For enterprise organizations, IAST is a powerful way to establish continuous security testing across the entire application and API portfolio. With IAST, organizations can perform continuous application security testing in parallel across their entire application portfolio.
Securing the Enterprise Application Portfolio
Many organizations only test a small subset of their application portfolio for security. Some organizations only test the “critical” applications. Others have policies to test all “external facing” applications. More than likely, it won’t be your primary website that gets compromised. Instead, it’s more likely to be a partner website, an obscure mobile API, or a business app on your intranet. This is why protecting all your applications and APIs, even non-web APIs, is so critical.
Many organizations reserve security testing for what they think of as “external” or “public-facing” applications. Actually, the concept of “internal” and “external” applications is dependent on a working security perimeter. Unfortunately, the perimeter established by firewalls and other network security devices has become so porous that it is now essentially meaningless. For example, a single employee workstation that is compromised by an attacker becomes an internal attack portal that makes the perimeter irrelevant. Consider testing your entire application portfolio, including internal applications.
IAST in the Pipeline
Remember, IAST is nothing like a scanner. IAST effectively becomes part of your application. It can run anywhere that your application runs, including your developer IDE, on a local testing server, on a QA machine, as part of a CI/CD build, in a container, in the cloud, or anywhere else your code runs. You can use IAST anywhere that your software runs throughout the entire software development lifecycle. There are good reasons to use IAST extremely early in development, in integration and test environments, and also in production.
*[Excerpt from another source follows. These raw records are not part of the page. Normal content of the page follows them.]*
PR #1585, opened 2021-08-23
fix: return all rows for data explorer queries

niross:
### Checklist


markhigham (approved):
👍

PR #1593, opened 2021-08-25
fix: redirect to home from /request-access if user doesnt need access

abbas123456:
### Checklist


abbas123456:
not a great solution, will add some copy to explain that the user already has access

PR #1597, opened 2021-08-31
feat: do not show vega visualisations to ie11 users

niross:
- Pass the user agent header through to the django application from the proxy
- Adds a new template tag to determine if a user agent matches ie11 or below
- Do not show master dataset visualisations if the user is using internet explorer

### DIFF
--- a/dataworkspace/dataworkspace/apps/core/templatetags/core_tags.py
+++ b/dataworkspace/dataworkspace/apps/core/templatetags/core_tags.py
@@ -1,4 +1,5 @@
 import json
+import re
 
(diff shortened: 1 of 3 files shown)


markhigham (commented):
does this includes a separate feature for related visualisations?

niross:
> does this includes a separate feature for related visualisations?

Do we show vega visualisations in related visualisations? I _think_ it's only on the mast dataset page

markhigham (approved):
LGTM. I testing in IE11 too. Works ok

PR #1610, opened 2021-09-06
Esacape python r code snippets

sekharpanja:
### Description of change
This PR is to escape both Python and R code snippets, so that the code can be run without any errors in JupyterLab and RStudio.

### Checklist

### DIFF
--- a/dataworkspace/dataworkspace/apps/datasets/utils.py
+++ b/dataworkspace/dataworkspace/apps/datasets/utils.py
@@ -99,6 +99,7 @@ def get_code_snippets_for_table(source_table):
         "sql": query,
     }
 
+
 def get_code_snippets_for_reference_table(table):
     query = get_sql_snippet('public', table, 50)
     return {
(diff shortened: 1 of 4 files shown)


niross (approved):

dataworkspace/dataworkspace/apps/datasets/utils.py
```diff
@@ -137,7 +138,7 @@ def get_r_snippet(query):
 }}
 conn <- getConn(Sys.getenv('DATABASE_DSN__datasets_1'))
 
-res <- dbSendQuery(conn, '{query}')
+res <- dbSendQuery(conn, \"{query}\")
```
michalc, line 141: To confirm, do double quotes need to be escaped in triple quoted Python strings? (from a brief test, they didn't seem to)

dataworkspace/dataworkspace/apps/datasets/utils.py
```diff
@@ -121,19 +122,25 @@ def get_sql_snippet(schema, table_name, limit=50):
 
 
 def get_python_snippet(query):
+    """
+    sqlalchemy.text() is used to make sure the sql string is in a form that sqlalchemy expects.
+    `backslash`, `"` and `'''` are also escaped
+    """
+    query = query.replace('\\', '\\\\').replace('"', '\\"').replace('"""', '\\"""')
```
michalc, line 129: I think once `.replace('"', '\\"')` is done, then `.replace('"""', '\\"""')` can't do anything, so should be safe to remove it?

PR #1630, opened 2021-09-22
Feature/dataset finder data grid

niross:
Adds a grid to the finder results page.

There are some limitations to the use of the grid due to the our indexes are setup currently.

1. Sort is not supported - we will need to enable this at the index level
2. The number of field level filters have been cut as we would need specific anaylsers setup for each field type (extra work on the elasticsearch side)
    * Available filters are:
        * text: contains/not contains
        * date: equal/not equal, less/greater than, range
        * bool: equals
        * uuid: contains/not contains
3. Fixes an issue where the data grid was expecting a "download json" button that doesn't always exist.


abbas123456 (approved):

abbas123456:
Good work

PR #1636, opened 2021-09-24
fix: use table perm checker in finder results

niross:
### Description of change

Check user's access to a dataset via the `user_has_access` method when showing finder results....

1. Fixes a bug where sometimes the user was shown the "request access" link when they already had access
2. The previous way of checking access does not work for allowed email domains 

### Checklist


markhigham (approved):
LGTM

PR #1637, opened 2021-09-24
Fix for data explorer returning zero results

markhigham:
### Description of change
The textbox for query page size defaults to max 1000 or the number of rows returned.
When the number of rows returned is zero, this textbox is set to zero.
This causes problems with subsequent queries which return zero results too.

The fix is to store the page size when the query is requested against the query model and use this value (as opposed max rows or row count) for subsequent page views.

### Checklist


michalc:
@markhigham This does solve the problem with zero results, but I think it's still a problem that it's limited to the number of results? If there is 1 row of results, then it still shouldn't limit to just the 1 row for the next query?

dataworkspace/dataworkspace/apps/explorer/views.py
```diff
@@ -564,14 +579,19 @@ def get(self, request, querylog_id):
             elif query_log.state == QueryLogState.COMPLETE:
                 template = loader.get_template('explorer/partials/query_results.html')
                 headers, data, _ = fetch_query_results(querylog_id)
+                next_page_request_rows = (
+                    len(data) if data else settings.EXPLORER_DEFAULT_ROWS
+                )
```
michalc, line 584: Does this still make the number of results per page dependant on the data? (From the discussion, I thought it shouldn't any more...)

markhigham: Done 👍

michalc (approved):

PR #1643, opened 2021-10-05
feat: Add local s3 support via localstack

niross:
- Allow for hitting s3 locally for your files
- Config update to allow your files table creation via local data-flow
- Adds missing functions to the datasets db to allow for data-flow integration
- Adds profiles to the def docker compose config. Allowing us to run specific parts of the stack locally, e.g.
  - dataset finder `docker-compose -f docker-compose-dev.yml --profile finder up`
  - superset `docker-compose -f docker-compose-dev.yml --profile superset up`

** you will probably need to update docker-compose to get profiles working


niross:
Partially done as part of the react your files migration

The image below depicts a simple development pipeline, using IAST throughout to identify vulnerabilities continuously.
You can choose exactly which locations in your software lifecycle to use IAST. Because IAST doesn’t require any extra steps, IAST is compatible with all different approaches to software development. IAST is particularly well suited to DevOps, which is allergic to tools that require expert babysitting and take a long time to run.
Installation and Configuration
The process of installation is very simple. There are typically two parts to an IAST solution: an IAST agent and an IAST console. You create an account on the IAST console and then download the IAST agent, which performs the analysis and sends results back to the console.
The first step is to add the IAST agent to your application environment in some way. It might be as simple as adding a library, running an installer, setting an environment variable, etc… Then when you use your application, the IAST agent will automatically do the security testing in the background. Important: you don’t need to attack the application to get great security results. IAST can be used by anyone, even novice developers.
The IAST console enables you to manage security across an entire portfolio of applications in parallel. You can administer security policy, configure security controls, and set up integrations with common development tools for vulnerability notification.
Deploying IAST in Development – Process and Integrations
In development, our goal is to empower developers to find and fix their own vulnerabilities and commit clean code. But we must avoid slowing them down or giving them false positive results that waste their time.
IAST is a good match for these goals, because it provides instant feedback on exactly the code that the developer is building and testing in their local environment. IAST alerts might come through the IDE, a chat program, bugtracker, or other integration. Because IAST provides the exact line of code, the full HTTP request, and the full data and control flow, the developer’s work is made easy. They can fix the code and retest with the HTTP request to verify that the problem is resolved correctly, and check in clean code.
Deploying IAST in CI/CD and QA Environments – Process and Integrations
In the QA environment, we are looking to ensure that the developers have done the right thing and eliminated any vulnerabilities. We want confidence that the application or API is free from vulnerabilities before we push into production. We want the ability to “fail the build” in the case of serious security vulnerabilities. But we must not slow down the build or require the involvement of security experts.
IAST is a great match for security testing in QA environments, because it runs alongside your normal automated and manual tests and provides security testing automatically in the background. In these environments, the IAST notifications are typically provided through CI/CD tools and bugtrackers. Formal reports can also be generated for audit and compliance purposes.
Deploying IAST in Production
Doing security testing in production is generally not a great idea. Ideally, you would have found and fixed any security issues long before they reach production. However, there are many “legacy” applications that are no longer being actively developed. There are also third-party products that only exist in production. Yet we still need ongoing, continuous assurance that these applications are free from vulnerabilities. And we want to know if any new vulnerabilities emerge that might affect these applications.
While it is not as common as using in development or testing, IAST can also be used effectively in production. Because IAST does not require the source code, it can be used on almost any application provided it is possible to install the IAST agent. It’s important to consider the performance impact of IAST on these applications. While IAST is generally fast enough not to be noticed in development and test environments, in production even a few extra milliseconds might not be acceptable. Note that IAST often has configurations, such as “sampling mode” that can significantly improve performance in production environments, while still providing great security coverage over time.